[Saved data entries]
^^^^^^^^^^^^^^^^

PR #322, opened 2025-11-12
feat: add new lightning message init

erickcestari:


modules/clightning/module.cpp
```diff
@@ -279,6 +280,54 @@ std::optional<std::string> clightning_parse_p2p_lightning_message(std::span<cons
...
+
+        u8 *features_combined = featurebits_or(tmpctx, globalfeatures, features);
+
+        result << "MSG_TYPE=init";
+        result << ";FEATURES=" << tal_hex(tmpctx, features_combined);
+
+        if (tlvs->networks) {
+            result << ";NETWORKS=";
+            for (size_t i = 0; i < tal_count(tlvs->networks); ++i) {
+                result << hex_encode(tlvs->networks[i].shad.sha.u.u8, 32) << ";";
```
morehouse: Since all the networks apply to the `NETWORKS=`, it would be more readable to separate them with `,` instead of `;`.
```suggestion
                result << hex_encode(tlvs->networks[i].shad.sha.u.u8, 32) << ",";
```

modules/clightning/module.cpp
```diff
@@ -279,6 +280,54 @@ std::optional<std::string> clightning_parse_p2p_lightning_message(std::span<cons
...
+            }
+        }
+
+        if (tlvs->remote_addr) {
```
morehouse: Let's combine the two `if (tlvs->remote_addr)` blocks.

modules/clightning/module.cpp
```diff
@@ -279,6 +280,54 @@ std::optional<std::string> clightning_parse_p2p_lightning_message(std::span<cons
...
+            // C-lightning doens't verify that the remote address is a valid DNS name with ASCII characters in decoding phase
+            if (remote_addr->type == ADDR_TYPE_DNS) {
+                return std::nullopt;
+            }
+            if (remote_addr->type == ADDR_TYPE_IPV6) {
+                // Use hex representation to avoid differences between c-lightning and rust-lightning formats for IPV6
+                result << ";REMOTE_NETWORK_ADDRESS=" << hex_encode(remote_addr->addr, remote_addr->addrlen) << ":" << remote_addr->port;
+            } else {
+                result << ";REMOTE_NETWORK_ADDRESS=" << fmt_wireaddr(tmpctx, remote_addr);
+            }
```
morehouse, line 328:
```suggestion
            result << ";REMOTE_NETWORK_ADDRESS=";
            if (remote_addr->type == ADDR_TYPE_IPV6) {
                // Use hex representation to avoid differences between c-lightning and rust-lightning formats for IPV6
                result << hex_encode(remote_addr->addr, remote_addr->addrlen) << ":" << remote_addr->port;
            } else {
                result << fmt_wireaddr(tmpctx, remote_addr);
            }
```

modules/ldk/ldk_lib/src/lib.rs
```diff
@@ -286,6 +286,46 @@ pub unsafe extern "C" fn ldk_parse_p2p_lightning_message(
...
+                        SocketAddress::TcpIpV6 { addr, port } => {
+                            // Use hex representation to avoid differences between c-lightning and rust-lightning formats for IPV6
+                            result.push_str(&format!(
+                                "{}:{}",
+                                addr.to_hex_string(Case::Lower),
+                                port
+                            ));
+                        }
+                        SocketAddress::OnionV2(_) => {
+                            // Skip OnionV2 since is deprecated
```
morehouse:
```suggestion
                            // Skip OnionV2 since it's deprecated and LDK doesn't fully parse it
```

erickcestari: Done!

modules/clightning/module.cpp
erickcestari: Done!

modules/clightning/module.cpp
erickcestari: Updated!

modules/clightning/module.cpp
erickcestari: Updated!

morehouse (approved):
LGTM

^^^^^^^^^^^^^^^^

What to produce
Please give back the entries above, unchanged and complete.

Written solution
PR #322, opened 2025-11-12
feat: add new lightning message init

erickcestari:


modules/clightning/module.cpp
```diff
@@ -279,6 +280,54 @@ std::optional<std::string> clightning_parse_p2p_lightning_message(std::span<cons
...
+
+        u8 *features_combined = featurebits_or(tmpctx, globalfeatures, features);
+
+        result << "MSG_TYPE=init";
+        result << ";FEATURES=" << tal_hex(tmpctx, features_combined);
+
+        if (tlvs->networks) {
+            result << ";NETWORKS=";
+            for (size_t i = 0; i < tal_count(tlvs->networks); ++i) {
+                result << hex_encode(tlvs->networks[i].shad.sha.u.u8, 32) << ";";
```
morehouse: Since all the networks apply to the `NETWORKS=`, it would be more readable to separate them with `,` instead of `;`.
```suggestion
                result << hex_encode(tlvs->networks[i].shad.sha.u.u8, 32) << ",";
```

modules/clightning/module.cpp
```diff
@@ -279,6 +280,54 @@ std::optional<std::string> clightning_parse_p2p_lightning_message(std::span<cons
...
+            }
+        }
+
+        if (tlvs->remote_addr) {
```
morehouse: Let's combine the two `if (tlvs->remote_addr)` blocks.

modules/clightning/module.cpp
```diff
@@ -279,6 +280,54 @@ std::optional<std::string> clightning_parse_p2p_lightning_message(std::span<cons
...
+            // C-lightning doens't verify that the remote address is a valid DNS name with ASCII characters in decoding phase
+            if (remote_addr->type == ADDR_TYPE_DNS) {
+                return std::nullopt;
+            }
+            if (remote_addr->type == ADDR_TYPE_IPV6) {
+                // Use hex representation to avoid differences between c-lightning and rust-lightning formats for IPV6
+                result << ";REMOTE_NETWORK_ADDRESS=" << hex_encode(remote_addr->addr, remote_addr->addrlen) << ":" << remote_addr->port;
+            } else {
+                result << ";REMOTE_NETWORK_ADDRESS=" << fmt_wireaddr(tmpctx, remote_addr);
+            }
```
morehouse, line 328:
```suggestion
            result << ";REMOTE_NETWORK_ADDRESS=";
            if (remote_addr->type == ADDR_TYPE_IPV6) {
                // Use hex representation to avoid differences between c-lightning and rust-lightning formats for IPV6
                result << hex_encode(remote_addr->addr, remote_addr->addrlen) << ":" << remote_addr->port;
            } else {
                result << fmt_wireaddr(tmpctx, remote_addr);
            }
```

modules/ldk/ldk_lib/src/lib.rs
```diff
@@ -286,6 +286,46 @@ pub unsafe extern "C" fn ldk_parse_p2p_lightning_message(
...
+                        SocketAddress::TcpIpV6 { addr, port } => {
+                            // Use hex representation to avoid differences between c-lightning and rust-lightning formats for IPV6
+                            result.push_str(&format!(
+                                "{}:{}",
+                                addr.to_hex_string(Case::Lower),
+                                port
+                            ));
+                        }
+                        SocketAddress::OnionV2(_) => {
+                            // Skip OnionV2 since is deprecated
```
morehouse:
```suggestion
                            // Skip OnionV2 since it's deprecated and LDK doesn't fully parse it
```

erickcestari: Done!

modules/clightning/module.cpp
erickcestari: Done!

modules/clightning/module.cpp
erickcestari: Updated!

modules/clightning/module.cpp
erickcestari: Updated!

morehouse (approved):
LGTM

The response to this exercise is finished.